Start of INPUT DATA

PR #793, opened 2019-03-03
Scripting engine refactor

ZopharShinta:
## Summary
Refactored ScriptingEngine.
Corrected issue with ScriptingEngine.cpp size by moving RegisterTypes out into separate cpp file. 

Started exposing spawn points to scripting engine.


ZopharShinta:
Yeah. It builds fine locally (before and after the change). The Travis mac build doesn't like Sol it seems.

Projects/CoX/Servers/MapServer/ScriptingEngine/ScriptingEngine_Helpers.cpp
```diff
@@ -0,0 +1,250 @@
...
+    m_private->m_lua["heroName"] = qPrintable(client->m_name);
+    m_private->m_lua["Player"]["entityId"] = client->m_ent->m_db_id;
+    if(client->m_ent->m_player->m_tasks_entry_list.size() > 0)
+    {
+        m_private->m_lua["vTaskList"] = client->m_ent->m_player->m_tasks_entry_list[0].m_task_list;
+    }
+    return callFunc(name,arg1,loc);
+}
+
+std::string ScriptingEngine::callFunc(const char *name, int arg1)
```
broxen: Nem mentioned using a template for these in discord.

```
template <typename... Args>
std::string ScriptingEngine::callFunc(const char *name, Args&&... args)
{
    sol::protected_function funcwrap = m_private->m_lua[name];
    funcwrap.error_handler           = m_private->m_lua["ErrorHandler"];
    if (!funcwrap.valid())
    {
        qCritical() << "Failed to retrieve script func:" << name;
        return "";
    }
    sol::protected_function_result result = funcwrap.call(std::forward<Args>(args)...);
    if (!result.valid())
    {
        sol::error err = result;
        qCritical() << "Failed to run script func:" << name << err.what();
        return "";
    }
    return result.get<std::string>();
}
```

nemerle: This change will come with my physics PR, no need to duplicate it?

broxen: Awesome. Sounds good

Projects/CoX/Servers/MapServer/ScriptingEngine/ScriptingEnginePrivate.cpp
```diff
@@ -0,0 +1,57 @@
+/*
+ * SEGS - Super Entity Game Server
+ * http://www.segs.io/
+ * Copyright (c) 2006 - 2019 SEGS Team (see AUTHORS.md)
+ * This software is licensed under the terms of the 3-clause BSD License. See LICENSE.md for details.
+ */
+
+#pragma once
```
broxen: We never use `#pragma once` in cpp files

Projects/CoX/Servers/MapServer/ScriptingEngine/ScriptingEnginePrivate.h
```diff
@@ -0,0 +1,25 @@
+/*
+ * SEGS - Super Entity Game Server
+ * http://www.segs.io/
+ * Copyright (c) 2006 - 2019 SEGS Team (see AUTHORS.md)
+ * This software is licensed under the terms of the 3-clause BSD License. See LICENSE.md for details.
+ */
+
```
broxen: We should `#pragma once` in **every** header file

Projects/CoX/Servers/MapServer/ScriptingEngine/ScriptingEngine_RegisterTypes.cpp
```diff
@@ -0,0 +1,707 @@
...
+#include "Messages/Map/SendVisitLocation.h"
+#include "Common/GameData/Character.h"
+#include "Common/GameData/CharacterHelpers.h"
+#include "Common/GameData/Contact.h"
+#include "Common/GameData/Entity.h"
+#include "Common/GameData/Contact.h"
+#include "Common/GameData/Task.h"
+#include "TimeHelpers.h"
+
+#define SOL_CHECK_ARGUMENTS 1
```
broxen: We can define this once in a common header instead of in each source file

Projects/CoX/Servers/MapServer/ScriptingEngine/ScriptingEngine.cpp
```diff
@@ -0,0 +1,55 @@
...
+#include "MapInstance.h"
+#include "GameData/playerdata_definitions.h"
+#include "DataHelpers.h"
+
+#include <QtCore/QFileInfo> // for include support
+#include <QtCore/QDir>
+#include <QtCore/QDebug>
+
+using namespace SEGSEvents;
+//static constexpr const int MAX_INCLUDED_FILE_SIZE=1024*1024; // 1MB of lua code should be enough for anyone :P
```
broxen: We're still using this in Helpers. Where is it defined now? If not here, we should delete this comment

ZopharShinta:
Ok. This should be most of the changes requested.
I really want to move the lambda's we can into classes and expose those through usertypes.
Since we have a lot more refactoring going on, I'll wait and play around with that later.
It might not even be an option with the MapInstance and MapClientSession calls we make.

Projects/CoX/Servers/MapServer/ScriptingEngine/ScriptingEngine_Null.cpp
```diff
@@ -17,6 +17,9 @@
 ScriptingEngine::ScriptingEngine() {}
 ScriptingEngine::~ScriptingEngine() {}
 void ScriptingEngine::registerTypes() {}
+void ScriptingEngine::register_GenericTypes() {}
```
broxen: Since we aren't toggling scripting_engine build flag anymore, this entire file can go away

Projects/CoX/Servers/MapServer/ScriptingEngine/CMakeLists.txt
```diff
@@ -0,0 +1,37 @@
...
+
+SET (target_SOURCES
+${target_CPP}
+${target_INCLUDE}
+)
+
+add_library(ScriptingEngine ${target_SOURCES})
+target_link_libraries(ScriptingEngine PUBLIC Qt5::Core gameData)
+
+target_compile_definitions(ScriptingEngine PUBLIC -DSCRIPTING_ENABLED=1)
```
broxen: You don't need this line anymore

Projects/CoX/Servers/MapServer/ScriptingEngine/ScriptingEngine.h
```diff
@@ -6,20 +6,49 @@
  */
 
 #pragma once
+
+#include "ScriptingEnginePrivate.h"
+#include "DataHelpers.h"
```
broxen: Do we need all these headers? They would be better in the source files where their methods are used.

Here in the header the computer tries to include them every time this header is called. It speeds up compilation if we only use them where absolutely needed.

PR #798, opened 2019-03-11
Updating version for -dev build

broxen:
## Summary
Releases should have their own fixed version number, so we can tell from the logs if someone is using a release package or a dev build. Would be great if there were a way to append build number so we know what build someone is running from github. I can't think of a way to automate that easily.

End of INPUT DATA

* AIM OF THE TASK
Go through the entries and copy every line that has "pragma".

* THE COMPLETED TASK
+#pragma once
broxen: We never use `#pragma once` in cpp files
broxen: We should `#pragma once` in **every** header file
 #pragma once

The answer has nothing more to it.